Last week Thursday, a recruitment exercise organised by the Ministry of Health of Saudi Arabia which saw a huge turnout of consultants, senior medical officers, and others who were eager to practise medicine outside Nigeria, was suspended allegedly by security operatives acting on the orders of an embarrassed government.
While the Department of State Security Services (DSS) has since denied being involved in the operation and claimed reports of its alleged involvement was meant to embarrass the agency, indeed it does look like an overkill to stomp the grounds of a recruitment exercise on the flimsy excuse that it embarrassed the government.
The fact is, this is not the first time, nor the second or third time such exercise has been held by foreign recruiters in Nigeria. In fact, the Saudi Arabian government has used the same venue; Ladi Kwali Hall of Sheraton Abuja, and a popular hotel in Ikeja GRA for a similar exercise in 2019.
Read Also: Saudi Arabia headhunts Nigerian doctors in brain drain deja vu
We don’t believe it would be the last time as the country continues to not prioritise the welfare of its health care workers and renege on agreements made with labour unions.
Health workers under the aegis of the National Association of Resident Doctors (NARD) have been on strike since August 2, 2021 over the inability of the Nigerian government to implement the agreements it entered with the union 113 days after it suspended the previous strike. The union also cited poor working environment in public hospitals, irregular payment of doctors’ salaries, and hazard allowances of N5000 which was reviewed last in 1991.
The government does not need a crystal ball to decipher why over 300 Nigerian doctors would show up at a recruitment exercise organised by the Saudi Arabian government
The average resident doctor in Nigeria earns between N110,000 and N113,450 in a month in most public hospitals in Nigeria. Even at that, the salaries do not come regularly. Many doctors in many states across the country are owed many months of salaries. This has accelerated the spate of strike incidences. Between 2017 and now, doctors have embarked on numerous strike actions usually for issues that are taken for granted overseas but need to be fought for in Nigeria: salaries, upgrade of health facilities, and general welfare.
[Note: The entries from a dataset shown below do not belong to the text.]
PR #5267, opened 2021-09-21
Fix: always use landscape mode UI layout on macOS

billypchan:
### Issues

When the iOS app runs Mac OS, conversation list view is not show 

### Causes

The app runs on portrait mode

### Solutions

When the app is running on macOS, always use landscape mode

### DIFF
--- a/Wire-iOS/Sources/UserInterface/Components/Controllers/SplitViewController.swift
+++ b/Wire-iOS/Sources/UserInterface/Components/Controllers/SplitViewController.swift
@@ -322,22 +322,19 @@ final class SplitViewController: UIViewController, SplitLayoutObservable {
     }
 
     private var isiOSAppOnMac: Bool {
-        let isiOSAppOnMac: Bool
         if #available(iOS 14.0, *) {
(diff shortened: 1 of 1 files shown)


Wire-iOS/Sources/UserInterface/Components/Controllers/SplitViewController.swift
```diff
@@ -321,18 +321,36 @@ final class SplitViewController: UIViewController, SplitLayoutObservable {
...
     }
 
+    private var isiOSAppOnMac: Bool {
+        let isiOSAppOnMac: Bool
+        if #available(iOS 14.0, *) {
+            if ProcessInfo.processInfo.isiOSAppOnMac {
+                isiOSAppOnMac = true
+            } else {
+                isiOSAppOnMac = false
+            }
```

The failure of the government to seriously nip these issues in the bud is responsible for the mass exodus of Nigerian health workers to countries where they won’t have to pass through the eye of the needle to get their jobs done. In one report, the General Medical Council of the United Kingdom said no fewer than 4,528 Nigerian trained doctors registered with the council in order to be able to practice there. The number of Nigerian trained doctors in the UK rose from an average of 1.3 per day between July and December 2020 to 3.3 per day in April and May 2021. Currently, Nigeria is ranked third in the number of foreign doctors practising in the UK. The other two countries are India and Pakistan.
When it comes to seeking a conducive working environment, Nigerian doctors appear to have no country of preference. There are about 344 Nigerian doctors registered with the medical board of Trinidad and Tobago, 235 of these doctors were trained in Nigerian universities.
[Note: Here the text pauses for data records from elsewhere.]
PR #5285, opened 2021-09-29
[Fix] Wrong indicator icon for selfUser in conversation

KaterinaWire:
### Issues
In the group conversation created by the member from another team, the `selfUser` has a guest icon in the conversation.

### Causes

The increasing migration of Nigerian doctors to countries that care about their welfare and provide the best environment for work constitutes not just a brain drain and loss of critical economic assets, it is also a potential health emergency for the entire population of 200 million Nigerians. Nigeria has 74,543 registered doctors which puts the doctor-patient ratio in the country at 1:3,500 (one doctor to 3,500 Nigerians). This is more than half below the recommended 1:600 recommended by the World Health Organisation (WHO).
The government does not need a crystal ball to decipher why over 300 Nigerian doctors would show up at a recruitment exercise organised by the Saudi Arabian government. It only needs to look itself in the mirror, the same wrought in the system that does not give the President of the country the confidence to use Nigerian hospitals or seek the services of Nigerian doctors is the same one these workers are running away from. Only recently, Nigeria’s President returned from one of many medical tourists bringing the total number of days spent in London on official medical trips on taxpayers’ bills to about 200.
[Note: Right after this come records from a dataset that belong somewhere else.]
PR #5373, opened 2021-11-09
Fix: iOS: Username color in the conversation messages view show black colour in dark mode 

agisilaos:
### Issues

This issue happens when you’ve a user from another backend inside a group conversation. e.g., you can look into a group conversation containing Bella and anta federated backend users. Then send messages between such users in a group. So for the federated users the accentColor was either set to `white` in `light mode` and `black` in `dark mode`.

### Causes

That's caused on two different levels. One level is this repo and it's the order of the Coefficients. By having 0.0 first, we were doing some calculations and getting back the wrong color. 

### Solutions

On this level and for this repo, I duplicated the value (0.8) of the Coefficients so we can make sure when color is Undefined, we always get back the .strongBlue color.

The next thing I'm planning to look at is at `wire-ios-request-strategy` and see why we don't get back an accentColor for federatedUsers

### Attachments:

Screenshot 2021-11-09 at 3 27 15 PM

Screenshot 2021-11-09 at 3 54 38 PM

### Notes

https://wearezeta.atlassian.net/browse/SQSERVICES-970


billypchan (commented):
Would you create a snapshot test to prove that this PR solves the issue?
Also we can create a iOS 13+ solution with dynamic color support.

agisilaos:
I don't think a snapshot test would be appropriate here because to simulate such environment would be difficult. I believe it would be more appropriate to write a unit test for the nameColor method as discussed with Jacob.

Wire-iOS Tests/Color/ColorSchemeTests.swift
```diff
@@ -45,4 +45,18 @@ final class ColorSchemeTests: XCTestCase {
         XCTAssertNotEqual(sut.accentColor, alphaBlack)
         XCTAssertFalse(sut.isCurrentAccentColor(alphaBlack))
     }
+
+    func testForIsStrongBlueWhenUndefinedInLightVariant() {
```
billypchan, line 49:
```suggestion
    func testForIsStrongBlue_WhenUndefinedInLightVariant() {
```

Wire-iOS Tests/Color/ColorSchemeTests.swift
```diff
@@ -45,4 +45,18 @@ final class ColorSchemeTests: XCTestCase {
...
+        let expectedAccentColor = UIColor.nameColor(for: .strongBlue, variant: .light)
+        let accentColor = UIColor.nameColor(for: .undefined, variant: .light)
+
+        XCTAssertEqual(accentColor, expectedAccentColor)
+    }
+
+    func testForIsStrongBlueWhenUndefinedInDarkVariant() {
```
billypchan, line 56:
```suggestion
    func testForIsStrongBlue_WhenUndefinedInDarkVariant() {
```

billypchan (commented):
comment

billypchan (approved):

Wire-iOS Tests/Color/ColorSchemeTests.swift
```diff
@@ -45,4 +45,22 @@ final class ColorSchemeTests: XCTestCase {
...
+    func testForIsStrongBlue_WhenUndefinedInLightVariant() {
+        // GIVEN / WHEN
+        let expectedAccentColor = UIColor.white.mix(UIColor(fromZMAccentColor: .strongBlue), amount: 0.8)
+        let accentColor = UIColor.nameColor(for: .undefined, variant: .light)
+
+        // THEN
+        XCTAssertEqual(accentColor, expectedAccentColor)
+    }
+
+    func testForIsStrongBlue_WhenUndefinedInDarkVariant() {
```
KaterinaWire, line 58:
```suggestion
    func testForIsStrongBlue_WhenUndefinedInDarkVariant() {
```

Wire-iOS Tests/Color/ColorSchemeTests.swift
```diff
@@ -45,4 +45,22 @@ final class ColorSchemeTests: XCTestCase {
         XCTAssertNotEqual(sut.accentColor, alphaBlack)
         XCTAssertFalse(sut.isCurrentAccentColor(alphaBlack))
     }
+
+    func testForIsStrongBlue_WhenUndefinedInLightVariant() {
```
KaterinaWire, line 49:
```suggestion
    func testForIsStrongBlue_WhenAccentColorIsUndefinedInLightVariant() {
```

KaterinaWire (approved):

The way out is a simple and narrow way; set a timeline for fixing the rot in the healthcare system, declare a medical emergency that freezes all forms of medical tourism for every public official starting from the President, bring all stakeholders to the table, and do not leave the room until everyone has sincerely committed to fixing their fair share of the damage within the system.
We also believe nothing will be served with fresh negotiations with the workers’ union or threatening a ‘no-work no-pay’ punishment which would only result in more doctors fleeing to other countries and our public hospitals losing patients because of loss of man-power. In essence, foreign recruitment would continue for the foreseeable future should the government fail to hold and show itself responsible for the ailing health care system. The clock is ticking.